**** Material to process

PR #1430, opened 2026-09-11
Populate situationIds on vehicles-for-agency

### LINKED ISSUE #1429: vehicles-for-agency returns ambient references.situations, same contract break as #1421
## Summary

`GET /api/where/vehicles-for-agency/{id}.json` populates `data.references.situations` with alerts that nothing in the response resolves. This is the same contract break as #1421, which lists four endpoints and does not include this one.

The wiki contract, quoted from #1421:

> `data.references.situations` contains exactly the service-alert situation objects needed to resolve `situationIds` values that appear somewhere in the response data. If the response data has no `situationIds` values, `data.references.situations` is empty.

## Why it was missed

This endpoint looks compliant from the response shape. Each vehicle carries a `tripStatus`, and `models.TripStatus` has a `situationIds` field, so a search for endpoints without one does not turn it up.

The field is never filled. `vehicles_for_agency_handler.go` builds the status with `models.NewTripStatus()` at lines 139 and 222 rather than `api.BuildTripStatus`, and `BuildTripStatus` is the only thing that sets `SituationIDs` (`trips_helper.go:67`). `NewTripStatus` leaves it as an empty slice. Meanwhile lines 250 to 253 still add both route-scoped and agency-scoped alerts to `references.situations`:

```go
alerts := deduplicateAlerts(
    api.collectAlertsForRoutes(routeIDs),
    api.GtfsManager.GetAlertsByIDs("", "", id),
)
references.Situations = append(references.Situations, api.BuildSituationReferences(alerts)...)
```

So every situation this endpoint returns is ambient, on both the route path and the agency path.

## Reproduction

Seed an agency-scoped alert, request the endpoint, then collect every `situationIds` in the body and compare against `references.situations`. Using the existing helpers in `situation_references_test.go`:

| endpoint | refs.situations | situationIds found |
|---|---|---|
| vehicles-for-agency | 1 | 0 |
| trips-for-location | 1 | 2 |
| trip-details | 1 | 1 |
| trip-for-vehicle | 1 | 2 |

The other three resolve their references. This one does not. A route-scoped alert behaves the same way.

## Suggested fix

Either drop the ambient population the way #1425 does for the other four, or populate `tripStatus.situationIds` so the references have something pointing at them. Dropping it looks more consistent with #1421, but the second option is also defensible here since the field exists on the model.

Worth noting that `TestVehiclesForAgencyHandler_SituationsPopulatedInReferences` and `TestVehiclesForAgencyHandler_AgencySituationsPopulatedInReferences` both assert the current behaviour, so they would need to move with whichever way this goes.

## Note on coverage

`TestSituationIDsResolveToReferences` covers the forward direction, that every emitted `situationIds` resolves to a reference. There is no test for the reverse, that every reference is resolved by some `situationIds`, which is what #1421 is actually about. A table-driven test over the endpoints in that direction would have caught this and would stop the four in #1421 from regressing later.

omlahore:
Fixes #1429.

The wiki documents tripStatus.situationIds for this endpoint, and TripStatus in the OpenAPI spec has it too. So this isn't one of the #1421 endpoints that have no situationIds field at all. The bug was both halves. The ambient route and agency sweep put situations in references that nothing pointed at, and the field itself was never filled in.

The handler now fills situationIds from the trip's alerts, and it builds references.situations from the same collector trips-for-route uses. The ambient sweep is gone.

I added two more commits after the first review. The alert lookup takes the route and agency from the routes already batched for the response, so it doesn't run its own GetTrip and GetRoute for every vehicle. And an alert informed about the nominal trip stays on the entry when the vehicle gets interlined onto a different trip.

I added vehicles-for-agency to TestSituationIDsResolveToReferences, and both situation tests check the seeded alert is visible before the request. The interlining test is new and it fails without the last commit. make test and make lint pass.

## Summary by CodeRabbit

- **Bug Fixes**
  - Vehicle-for-agency responses now include situation references associated with each active or nominal trip.
  - Situation IDs are consistently propagated to vehicle trip statuses and resolve to the corresponding situation references.
  - Alerts remain available when trips are interlined.
  - Duplicate situation references are removed when the same alert applies through multiple trips.
  - References no longer include unrelated ambient route- or agency-level situations.


internal/restapi/vehicles_for_agency_handler.go
```diff
@@ -245,12 +245,6 @@ func (api *RestAPI) vehiclesForAgencyHandler(w http.ResponseWriter, r *http.Requ
 		references.Agencies = []models.AgencyReference{models.AgencyReferenceFromDatabase(agency)}
 		references.Routes = routeRefList
 		references.Trips = tripRefList
```
aaronbrethorst, line 263: The premise here doesn't hold up against the wiki contract, and this fix goes the wrong direction.

`vehicles-for-agency` is **not** an endpoint without `situationIds`. The wiki page for this endpoint documents the field explicitly:

> **`data.list[].tripStatus.situationIds`** — IDs of active service alerts affecting this trip. Each ID corresponds to a situation in `references.situations`; see Situation-References.

and its response-structure block lists `situationIds` in the `data.list[].tripStatus` schema. `TripStatus` in `testdata/openapi.yml` (the schema `VehicleStatus.tripStatus` points at) carries `situationIds` too. The field is also on the wire on every response today: `models.NewTripStatus()` initialises `SituationIDs: []string{}` with no `omitempty`, so the endpoint already emits `"situationIds": []` for every vehicle. I confirmed that against this branch.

********

**About this task**
The answer is the records above restated word for word from their opening line through the line that holds "## Why it was missed", both included, and nothing else.

**Response to the task**
PR #1430, opened 2026-09-11
Populate situationIds on vehicles-for-agency

### LINKED ISSUE #1429: vehicles-for-agency returns ambient references.situations, same contract break as #1421
## Summary

`GET /api/where/vehicles-for-agency/{id}.json` populates `data.references.situations` with alerts that nothing in the response resolves. This is the same contract break as #1421, which lists four endpoints and does not include this one.

The wiki contract, quoted from #1421:

> `data.references.situations` contains exactly the service-alert situation objects needed to resolve `situationIds` values that appear somewhere in the response data. If the response data has no `situationIds` values, `data.references.situations` is empty.

## Why it was missed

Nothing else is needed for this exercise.